Find the string "would" in the records. Copy every line it appears in.

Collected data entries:
*** Begin section ***

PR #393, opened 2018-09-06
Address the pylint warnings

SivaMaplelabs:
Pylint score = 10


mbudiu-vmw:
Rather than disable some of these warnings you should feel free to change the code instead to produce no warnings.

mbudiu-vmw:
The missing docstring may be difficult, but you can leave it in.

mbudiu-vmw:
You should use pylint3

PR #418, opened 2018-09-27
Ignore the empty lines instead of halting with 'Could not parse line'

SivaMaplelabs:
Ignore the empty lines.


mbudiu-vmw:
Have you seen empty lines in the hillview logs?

*** End section ***
*** Begin section ***

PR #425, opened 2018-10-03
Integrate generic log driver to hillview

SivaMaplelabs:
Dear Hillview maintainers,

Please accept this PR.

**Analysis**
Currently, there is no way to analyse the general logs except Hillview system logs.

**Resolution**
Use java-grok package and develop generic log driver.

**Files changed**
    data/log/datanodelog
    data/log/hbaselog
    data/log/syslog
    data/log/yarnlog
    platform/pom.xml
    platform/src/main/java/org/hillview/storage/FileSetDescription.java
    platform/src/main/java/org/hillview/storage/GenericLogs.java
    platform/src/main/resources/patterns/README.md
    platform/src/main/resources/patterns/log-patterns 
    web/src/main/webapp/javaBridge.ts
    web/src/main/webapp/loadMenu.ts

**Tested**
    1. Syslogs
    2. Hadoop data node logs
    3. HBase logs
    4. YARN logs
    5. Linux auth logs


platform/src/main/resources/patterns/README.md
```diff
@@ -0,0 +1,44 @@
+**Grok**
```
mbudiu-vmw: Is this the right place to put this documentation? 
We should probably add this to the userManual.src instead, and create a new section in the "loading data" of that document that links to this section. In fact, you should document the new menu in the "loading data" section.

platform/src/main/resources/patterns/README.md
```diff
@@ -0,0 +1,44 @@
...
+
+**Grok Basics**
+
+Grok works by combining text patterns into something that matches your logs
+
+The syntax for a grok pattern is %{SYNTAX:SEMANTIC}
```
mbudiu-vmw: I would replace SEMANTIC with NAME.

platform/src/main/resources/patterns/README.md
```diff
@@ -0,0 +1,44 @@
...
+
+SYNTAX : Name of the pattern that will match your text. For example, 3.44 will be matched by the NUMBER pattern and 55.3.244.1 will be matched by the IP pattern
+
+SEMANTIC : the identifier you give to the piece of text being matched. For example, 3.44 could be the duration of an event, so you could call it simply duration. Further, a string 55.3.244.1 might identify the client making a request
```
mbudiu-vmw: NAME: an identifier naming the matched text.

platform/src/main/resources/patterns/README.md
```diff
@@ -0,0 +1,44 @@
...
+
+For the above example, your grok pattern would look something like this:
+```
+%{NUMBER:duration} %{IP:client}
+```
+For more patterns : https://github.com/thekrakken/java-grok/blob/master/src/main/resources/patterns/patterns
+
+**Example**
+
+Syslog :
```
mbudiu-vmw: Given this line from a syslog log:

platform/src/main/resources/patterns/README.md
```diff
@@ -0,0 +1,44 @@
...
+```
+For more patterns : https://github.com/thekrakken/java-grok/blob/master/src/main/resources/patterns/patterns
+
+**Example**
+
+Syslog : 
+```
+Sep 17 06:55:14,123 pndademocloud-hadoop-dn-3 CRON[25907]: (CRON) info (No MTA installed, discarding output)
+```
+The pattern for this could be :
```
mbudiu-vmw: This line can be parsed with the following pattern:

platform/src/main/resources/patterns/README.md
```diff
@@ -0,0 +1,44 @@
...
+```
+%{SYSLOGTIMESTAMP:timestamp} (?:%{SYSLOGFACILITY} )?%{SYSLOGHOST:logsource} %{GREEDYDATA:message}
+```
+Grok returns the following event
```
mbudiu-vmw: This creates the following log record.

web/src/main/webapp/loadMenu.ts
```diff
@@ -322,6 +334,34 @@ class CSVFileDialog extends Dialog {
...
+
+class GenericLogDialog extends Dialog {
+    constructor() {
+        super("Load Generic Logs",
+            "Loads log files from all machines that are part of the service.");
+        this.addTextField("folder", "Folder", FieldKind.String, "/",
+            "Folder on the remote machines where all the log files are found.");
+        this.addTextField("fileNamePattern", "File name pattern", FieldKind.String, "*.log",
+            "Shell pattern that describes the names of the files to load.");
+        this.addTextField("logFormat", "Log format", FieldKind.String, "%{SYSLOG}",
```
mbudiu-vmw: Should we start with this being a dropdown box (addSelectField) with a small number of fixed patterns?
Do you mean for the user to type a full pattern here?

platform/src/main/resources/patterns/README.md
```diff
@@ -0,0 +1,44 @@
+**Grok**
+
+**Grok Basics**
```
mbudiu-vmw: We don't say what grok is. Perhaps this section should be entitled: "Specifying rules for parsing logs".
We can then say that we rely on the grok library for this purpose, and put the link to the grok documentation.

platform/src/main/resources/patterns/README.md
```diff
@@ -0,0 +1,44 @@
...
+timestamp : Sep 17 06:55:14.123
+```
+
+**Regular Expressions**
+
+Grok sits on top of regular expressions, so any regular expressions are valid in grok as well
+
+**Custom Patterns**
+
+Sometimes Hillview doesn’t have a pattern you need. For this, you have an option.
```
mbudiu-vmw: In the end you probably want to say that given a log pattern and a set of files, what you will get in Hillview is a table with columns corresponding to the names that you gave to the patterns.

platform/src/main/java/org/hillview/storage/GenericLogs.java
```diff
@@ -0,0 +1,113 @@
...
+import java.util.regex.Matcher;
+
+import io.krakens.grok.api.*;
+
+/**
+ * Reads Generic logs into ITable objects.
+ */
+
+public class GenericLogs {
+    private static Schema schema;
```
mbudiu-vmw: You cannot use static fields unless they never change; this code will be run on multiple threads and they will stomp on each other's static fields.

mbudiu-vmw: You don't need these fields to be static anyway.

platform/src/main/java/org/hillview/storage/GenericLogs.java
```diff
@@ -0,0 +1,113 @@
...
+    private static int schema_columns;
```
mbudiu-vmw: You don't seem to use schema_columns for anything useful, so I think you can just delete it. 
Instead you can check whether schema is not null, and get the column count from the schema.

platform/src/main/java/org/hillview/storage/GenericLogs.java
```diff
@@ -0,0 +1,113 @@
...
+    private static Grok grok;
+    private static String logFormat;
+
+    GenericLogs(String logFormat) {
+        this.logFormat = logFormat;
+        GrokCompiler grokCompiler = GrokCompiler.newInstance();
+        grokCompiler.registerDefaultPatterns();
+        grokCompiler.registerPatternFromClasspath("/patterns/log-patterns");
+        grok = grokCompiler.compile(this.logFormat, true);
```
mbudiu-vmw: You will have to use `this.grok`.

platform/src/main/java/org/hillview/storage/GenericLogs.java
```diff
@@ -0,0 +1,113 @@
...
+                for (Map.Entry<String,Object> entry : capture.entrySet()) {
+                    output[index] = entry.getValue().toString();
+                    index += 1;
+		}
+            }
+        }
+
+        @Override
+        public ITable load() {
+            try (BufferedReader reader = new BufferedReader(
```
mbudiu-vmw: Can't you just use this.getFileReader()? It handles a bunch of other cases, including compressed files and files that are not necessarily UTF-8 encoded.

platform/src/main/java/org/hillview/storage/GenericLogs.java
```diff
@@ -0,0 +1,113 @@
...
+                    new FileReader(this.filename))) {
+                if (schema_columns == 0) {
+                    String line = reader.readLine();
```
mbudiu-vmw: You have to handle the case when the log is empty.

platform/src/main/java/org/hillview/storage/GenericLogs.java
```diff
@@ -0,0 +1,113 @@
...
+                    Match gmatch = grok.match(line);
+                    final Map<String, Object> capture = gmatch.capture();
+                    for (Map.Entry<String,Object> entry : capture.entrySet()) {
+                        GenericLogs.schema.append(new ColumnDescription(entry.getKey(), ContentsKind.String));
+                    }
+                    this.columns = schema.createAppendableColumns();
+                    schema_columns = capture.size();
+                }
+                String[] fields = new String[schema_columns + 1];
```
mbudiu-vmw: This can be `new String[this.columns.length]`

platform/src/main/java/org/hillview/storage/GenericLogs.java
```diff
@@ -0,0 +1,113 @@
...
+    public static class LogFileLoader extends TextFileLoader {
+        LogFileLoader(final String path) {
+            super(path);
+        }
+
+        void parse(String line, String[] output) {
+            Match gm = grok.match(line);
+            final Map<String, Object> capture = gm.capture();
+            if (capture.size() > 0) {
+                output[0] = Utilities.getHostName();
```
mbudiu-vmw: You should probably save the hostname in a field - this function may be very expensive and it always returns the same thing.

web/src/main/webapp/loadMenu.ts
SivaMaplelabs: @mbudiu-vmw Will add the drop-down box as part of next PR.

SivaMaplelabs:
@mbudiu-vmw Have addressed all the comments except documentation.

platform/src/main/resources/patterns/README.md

*** End section ***
*** Begin section ***

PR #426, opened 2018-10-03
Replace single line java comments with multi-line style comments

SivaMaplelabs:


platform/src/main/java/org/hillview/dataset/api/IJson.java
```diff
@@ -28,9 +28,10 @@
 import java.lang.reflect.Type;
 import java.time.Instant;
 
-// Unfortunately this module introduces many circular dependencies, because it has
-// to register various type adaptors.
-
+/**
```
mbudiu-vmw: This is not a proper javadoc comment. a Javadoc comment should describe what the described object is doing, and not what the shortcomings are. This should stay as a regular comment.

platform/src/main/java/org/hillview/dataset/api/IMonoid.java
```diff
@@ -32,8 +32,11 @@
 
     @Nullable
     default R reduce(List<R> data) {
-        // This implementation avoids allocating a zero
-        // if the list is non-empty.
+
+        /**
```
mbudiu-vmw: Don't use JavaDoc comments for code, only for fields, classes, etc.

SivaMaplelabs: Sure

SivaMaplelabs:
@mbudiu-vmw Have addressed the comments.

*** End section ***

Result for this exercise:
mbudiu-vmw: I would replace SEMANTIC with NAME.
+For the above example, your grok pattern would look something like this:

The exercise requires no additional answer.